After 1 loop it is no longer able to produce a gradient. However adding

    fwd_op_mod = OperatorAsModule(fwd_op)

inside the loop fixes the problem and the gradient exists. And it is able to do gradient descent successfully. I have tried using different optimizers/instead of using optimizers just using torch.autograd itself, but the issue seems to arise nonetheless.

Unless there is an issue with the way I handle things, it seems that after 1 forward pass through the module, it can no longer produce gradients, i.e. if I do

    fwd_op_mod(guess)

before the loop, the gradient stays at None.

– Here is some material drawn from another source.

PR #5956, opened 2024-11-05
Build Cleanup

WickedSmoke:
These commits eliminate all the compiler warnings on my box except for the following (which I have no clue how to fix):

I use odl 0.7.0, torch 1.1.0, astra 1.8.3 Plase let me know, if there is any extra information required.

kohr-h commented 5 years ago

Hey @Zakobian, sorry for the delay. I recently noticed that I had gotten the torch API slightly backwards the first time. In fact the torch documentation says that an autograd.Function can only be used once (for graph building), so that may be the issue that you encounter.

There's an open PR #1516 with a better API (and updated examples) where the torch API is used correctly. It will likely be merged soon, but if you want to give it a try, just check out my torch_better_api branch.